In many cases, the easiest solution to photographing people in public spaces is going up and talking to them.

In 2020, a much-needed debate on the ethics of consent in photojournalism arose in the community. Some people advocated for the blurring of faces in photos that were taken at Black Lives Matter protests in response to the killing of George Floyd.

While the manipulation of photos has almost no place in photojournalism, it does bring into question what it means to get consent from the person being photographed.

As a photojournalist at the Skagit Valley Herald, I often think about the nuances regarding what it means to get consent from a person, along with how my actions can affect someone’s life. I had been taught that as long as I’m in a public space, I can photograph whoever I want. However, this attitude can sometimes do more harm than good.

The National Press Photographers Association’s code of ethics states, “Give special consideration to vulnerable subjects and compassion to victims of crime or tragedy. Intrude on private moments of grief only when the public has an overriding and justifiable need to see.”

This statement is not followed enough.

Photojournalism took off in the early 20th century after the first commercially available 35 mm camera was released in 1925. This led to publications that heavily featured photojournalism, like Life magazine and the Farm Security Administration’s photography program.

While many photographers of this era were thoughtful about the way they treated others, the nuances of consent were rarely considered.

“Migrant Mother” by Dorothea Lange. Photo Courtesy of Library of Congress, Prints & Photographs Division, FSA/OWI Collection, LC-DIG-fsa-8b29516

For example, the photo “Migrant Mother,” taken by Dorothea Lange during the Great Depression in 1936, portrays a mother, Florence Owens Thompson, looking longingly with a hand to her face as two of her children hide their faces behind her. In an interview with Thompson decades later, she describes an encounter where Lange asked her age but did not bother to ask her name or any other details about her life.

“I wish she hadn’t taken my picture,” Thompson said. “I can’t get a penny out of it. She didn’t ask my name. She said she wouldn’t sell the pictures. She said she’d send me a copy. She never did.”

While Thompson may not have explicitly said “no” to being photographed, she did not give consent because she was deceived by Lange. Not only was it in poor taste to treat a person that way, but it was bad journalistic practice, because Lange did not get the correct information and published the photo without proper context.

It is important to differentiate between photos that could be taken and those that have to be taken. There are times when a photojournalist captures an event with such historical significance that the need to document outweighs the consequences of it being published. However, regardless of the situation, the photographer should always make intentions clear and contextualize the photo.

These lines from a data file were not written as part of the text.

Issue #5356, opened 2025-07-30
Cannot delete from array when initial data is incomplete (sometimes)


andlbrei:
## 🐛 Bug Report

**This is an issue in production**

My suspicion is that when the data on an itemPath is incomplete/invalid the element cannot be deleted, in certain cases.  
When these cases are, is not clear; setting the section in the first step of the wizard will make deletion work fine.  
Also, it seems like the data is partially removed from the state, but not completely.  

Video demonstrating the issue:

[](https://github.com/user-attachments/assets/8aedc145-d8c7-40bd-bd74-16b8b9f5d2f3)

## To Reproduce

https://stackblitz.com/edit/eufemia-starter-9wvvsxtb

- Navigate to the next step and try to delete the last element in the array.  

If you modify the reprod and remove the first step then deletion works fine, for some reason.  

## Expected behavior

I expect an element to be deleted from an array when the delete button is pressed, regardless if the data is valid or not.

## Eufemia Version

10.77.4

PR #5365, opened 2025-08-06
fix(Iterate.Array): cannot delete from array when initial data is incomplete

langz:
Closes https://github.com/dnbexperience/eufemia/issues/5356

[Original reproduction from issue](https://stackblitz.com/edit/eufemia-starter-9wvvsxtb)
[Reproduction from this PR](https://stackblitz.com/edit/eufemia-starter-jxegwqg9?file=package.json)

### DIFF
--- a/packages/dnb-eufemia/src/extensions/forms/Iterate/Array/__tests__/Array.test.tsx
+++ b/packages/dnb-eufemia/src/extensions/forms/Iterate/Array/__tests__/Array.test.tsx
@@ -2328,7 +2328,7 @@ describe('Iterate.Array', () => {
                   ownershipAttributes: [],
                 },
                 {
-                  name: 'Has ownershipAttributes  as null',
+                  name: 'Has ownershipAttributes as null',
                   ownershipAttributes: null,
                 },
                 {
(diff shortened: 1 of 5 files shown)


packages/dnb-eufemia/src/extensions/forms/Iterate/Array/__tests__/Array.test.tsx
```diff
@@ -2303,6 +2303,111 @@ describe('Iterate.Array', () => {
...
+                },
+                {
+                  name: 'Has not specified ownershipAttributes',
+                },
+                {
+                  name: 'Has empty array',
+                  ownershipAttributes: [],
+                },
+                {
+                  name: 'Has ownershipAttributes  as null',
```
langz, line 2331:
```suggestion
                  name: 'Has ownershipAttributes as null',
```

tujoworker:
Until now, we temporarily replaced the array data when an item was removed so it could be animated. However, we also removed the item immediately from the data context. When a field’s value was undefined, it would then add the item back into the data context during the animation. Without animation it did work fine.

So now we remove the item from the data context after the animation has finished.

PR #5376, opened 2025-08-11
fix(PushContainer): styling of variant filled in error state on small screen

langz:


packages/dnb-eufemia/src/extensions/forms/Form/Section/style/dnb-form-section.scss
```diff
@@ -37,7 +35,6 @@
 
     &--variant-filled &__inner {
       --space: var(--spacing-small);
-      background-color: var(--color-lavender);
```
tujoworker, line 38: This one looks to me like it should not be there.

tujoworker (approved):
I think its fine now. Great work 👏

PR #5383, opened 2025-08-13
chore: remove new badge from AriaLive & Section components

langz:
Components were created approximately 2years ago


tujoworker (approved):
Fine for me. The section is much older. But got a big facelift, which was the reason we had it marked as "new".

PR #5407, opened 2025-08-21
chore: create country translation files for en-GB and nb-NO

tujoworker:
Related to #5405


langz (approved):
Wow, so nice, so fast 🐎

PR #5411, opened 2025-08-26
Use tsdown to bundle eufemia

asmadsen:
We've had issues with using eufemia in vitest, and SSR mode with Vite. Our issues has mainly been caused by the fact that eufemia only does file to file transpilation, however proper ESM modules requires fully qualified paths during imports, meaning one has to specify each file as there is no implicit extension (`some-folder/some-file.js` instead of `some-folder/some-file`) and no implicit index resolution when pointing to a folder (`some-folder/index.js` instead of `some-folder`) something babel doesn't do. Using a bundler it will do reference resolving, and update the imports to be valid.

# Backwards compatibility
As we don't want to require a breaking change for this change, I've configured tsdown to bundle everything to follow the same structure and output as the current setup. The only change should be the rewritten imports to be compliant with the ESM format.

To validate the changes it has been tested against all apps written for the new online bank, the main issues has been related to the [custom cjs mapping required by jest](https://eufemia.dnb.no/uilib/usage/first-steps/module-formats/#jest-and-esm-node-testing-environments), and the places that rely on implicit directory index imports as they need to be manually declared in the exports field.

# Missing parts:
- [ ] Exports handling all directory imports
  -  As mentioned when validating it with apps, when an app import a index file by specifying the directory it needs to be manually defined in the exports field. The entries currently added is the ones required to get all apps building, so there may be apps that fail because of this. We should discuss how to handle this, should everything be defined or is it acceptable to require apps to update some imports.
- [ ] Stripping of prop-types
- [ ] Testing of ESM and UMD bundles


tujoworker:
Thank you so much for your contribution 🙏  

I fully agree that this is an issue we need to address. It's been a known problem for a long time, but as always, prioritization and limited capacity have delayed progress.  

That's why a contribution like this makes a big difference — it helps us move forward and gives us a reason to prioritize it.  

---

## Some background

- About four years ago I created a Babel plugin (unpaid) intended to solve the extension issue:  
  👉 [babel-plugin-fully-specified](https://www.npmjs.com/package/babel-plugin-fully-specified)  

Unfortunately, it was never prioritized further, and the issue remained.  

- Later, Kim and I worked on a first reproduction of using **Vitest with Eufemia** in a second (intermediate) package:  
  👉 [eufemia-vitest PR #1](https://github.com/tujoworker/eufemia-vitest/pull/1)  

---

## Plan going forward

- [ ] 1. Move out everything unrelated to the bundler migration into separate PRs.  
- [ ] 2. Align the config and ensure all tests pass.  
- [ ] 3. Discuss potential breaking issues.  
- [ ] 4. Discuss usage of **alpha** and **beta** versions.  
- [ ] 5. Automate manually defined export paths.  
- [ ] 6. Add tests/contracts to verify the changes and new setup.  

---

Looking forward to collaborating with you to make this happen 🚀

tujoworker (commented):
Thank you for your work so far!

I did a deep dive into the output, and it looks very promising.
We’re getting both an `/es` and a `/cjs` directory, which is great. In this PR we also end up with an `/esm` directory — but that one we can skip.

I’ve also left a few comments here and there on things I think are worth taking a closer look at.

PR #5412, opened 2025-08-26
fix(Field.Date): properly handle required error

tujoworker:


langz (approved):
Thanks, I've been testing it a few times in the deploy preview, and I've not found any anomalies, works great 👏

PR #5424, opened 2025-09-01
fix(Input): ensure error, focus, and hover states work with autofilled content

### LINKED ISSUE #5217: Error state style issue in input fields when filling with the browsers autocomplete feature (autofill)
When getting an error when verifying postal code, https://eufemia-git-feat-forms-api-connectors-bring-addr-1a098a-eufemia.vercel.app/uilib/extensions/forms/Connectors/Bring/demos/#verify-a-postal-code

I only see the red error border for postnr. when hovering over it.
Shouldn't it be visible when the error gets displayed?

https://github.com/user-attachments/assets/bf718204-69aa-4122-a549-86459e62e273

_Originally posted by @langz in https://github.com/dnbexperience/eufemia/issues/4575#issuecomment-2900822565_

tujoworker:
Fixes #5217

I also tried adding a visual test for these styles. There is a way to do this via Chromium and its DevTools, but it would require a significant refactoring.
Another option would be to use a "simulation" class, but I think this approach is too fragile from a maintenance perspective and could negatively impact CSS specificity in certain cases.

### DIFF
--- a/packages/dnb-eufemia/src/components/input/style/dnb-input.scss
+++ b/packages/dnb-eufemia/src/components/input/style/dnb-input.scss
@@ -535,10 +535,6 @@
     caret-color: var(--color-white);
   }
 
-  &[data-has-content='false'] &__input:focus:autofill {
-    --autofill-inset: none;
-  }
-
   &[data-input-state='focus'] &__placeholder {
     display: none;
   }
--- a/packages/dnb-eufemia/src/components/input/style/dnb-input.scss
+++ b/packages/dnb-eufemia/src/components/input/style/dnb-input.scss
@@ -141,6 +141,15 @@
     --b-width: var(--input-border-width--hover);
     --b-inset: var(--input-border-inset--hover);
   }
+
+  &__border:has(#{&}__input:autofill) {
+    --b-color: var(--input-border-color);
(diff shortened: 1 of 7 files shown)


langz (approved):
Great, thanks for considering adding a visual test 🤝

packages/dnb-eufemia/src/components/input/style/dnb-input.scss
```diff
@@ -227,13 +237,12 @@
...
-  // change the autocomplete appearance once filled out
+  // Set the background color to the default background color.
+  // Some browsers change the background color so users can see the difference between "autofill" and "user input".
+  // Which can be a bit jarring in DNBs design. We may consider to change this to a custom color in the future.
+  // NB: There are more than this ":autofill" in the theme file.
   &__input:autofill {
-    // set the border and the background
-    box-shadow:
-      0 0 0 var(--input-border-width) var(--input-border-color)
-        var(--autofill-inset, inset),
```
langz, line 235: Should we also remove https://github.com/dnbexperience/eufemia/blob/f609a1c3cf48b0f0e2a509c6ef42a7ac38772a48/packages/dnb-eufemia/src/components/input/style/dnb-input.scss#L530 ?

PR #5435, opened 2025-09-03
fix(DrawerList): swap aria-selected and aria-current

snorrekim:
Reverse of `aria-current` and `aria-selected` to be correct with accessibility rules.

- `aria-selected` is `true` for the selected option (the input value) and `false` for the other options.
- `aria-current` is true for the focused option (when navigating), and is removed from other option.

The use of `aria-current` is not needed by WAI-ARIA specs, but added by us for screen reader compatibility.


tujoworker (approved):
Works fine on NVDA ✅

The actions taken by famous photographers like Lange and the impacts they had on the people they photographed can be applied to modern photojournalism.

In 2020, a group called The Authority Collective published a guide on ethical practices regarding the visual coverage of protests. “To be a person ensconced in the protections of white privilege and/or masculinity as well as institutional support via mainstream news outlets is to never have to think about what might happen to people without those protections,” the guide says. “Black and brown protestors targeted by the police and others cannot call on such powerful entities to come to their aid once those same news outlets have published their identities, opening them up to arrest, doxxing or worse.”

In the digital age where photos can become viral quickly and the identities of the people in the photos can easily be discovered, it is important that a photojournalist takes into account the dangers that the photo can cause.

While people like Thompson could stay anonymous for decades when photos could only be seen in print, today a person subject to a famous photo will undoubtedly be identified. We now live in a time where police departments try to uncover unpublished photos to help in their investigations, which is not the job of a journalist.

Just as the technology in photojournalism and its reproduction has evolved, so should photojournalists.